# Girl Love Furry Comic: Ample Time



## Akinyi (Jun 22, 2017)

Hi everyone

I'm writing/drawing a furry webcomic which is now over 50 pages in and still going once per week.
It's updated every Saturday at 3pm UK time.
It centres around a socially awkward fennec fox girl who's studying psychology and loves gaming.
She meets a beautiful and curvy civet who blows her away.
The plot is only just gaining momentum!
I'm still trying to build a following and gain patrons to keep it going!

Read it here:
Ample Time Front | e Pon on Patreon

NOTE: I've been told although I set the comic to free for the public you might need to make an account to read it, but both are free!​


----------



## ellaerna (Jun 22, 2017)

Your art is really good!
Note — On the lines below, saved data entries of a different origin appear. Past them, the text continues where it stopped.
PR #273, opened 2018-01-26
Save and load service hours info for rentals.

mmarkuss:
# Fixed
- Rental pick-up location service hours info

# Datamodel
- Service hours info moved from rentals type to pick-up location type.

### DIFF
--- a/database/src/main/resources/db/migration/V1_49__rental_service_hours_info.sql
+++ b/database/src/main/resources/db/migration/V1_49__rental_service_hours_info.sql
@@ -1,0 +1,5 @@
+ALTER TYPE rental_provider_information
+ DROP ATTRIBUTE "service-hours-info";
+
+ALTER TYPE pick_up_location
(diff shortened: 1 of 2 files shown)


database/src/main/resources/db/migration/V1_49__rental_service_hours_info.sql
```diff
@@ -0,0 +1,5 @@
+ALTER TYPE rental_provider_information
+ DROP ATTRIBUTE "service-hours-info";
```
rckopteri: Is someone added data to this column in production? Should we move datas to new column?

K1ll3rF0x: Good catch, we should check it.

mmarkuss: There is only one rental service including pick-up-location info. This service does not have service-hours-info. Therefore this migration should be safe.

I can't wait to see where this goes.


----------



## Akinyi (Jun 22, 2017)

ellaerna said:


> Your art is really good! I can't wait to see where this goes.


Thank you so much!


----------



## Leishycat (Jun 24, 2017)

This is cute as fuck! I'm looking forward to more :3


----------



## Akinyi (Jun 25, 2017)

Leishycat said:


> This is cute as fuck! I'm looking forward to more :3


Thanks so much!


----------



## Akinyi (Jan 18, 2018)

Update: Ample Time is still regularly updated as described and available through the link.
You can also read old pages on my FA, Tapas and DA.
e-Pon on DeviantArt
Userpage of Akinyi -- Fur Affinity [dot] net
Ample Time | Tapas


----------



## Umbra Vulpes (Jan 21, 2018)

Just read it and really enjoy the style and humor. Looking forward to more.


----------



## Akinyi (Jan 23, 2018)

Umbra Vulpes said:


> Just read it and really enjoy the style and humor. Looking forward to more.


Thanks so much for reading, I truly hope you enjoy what's to come too!


----------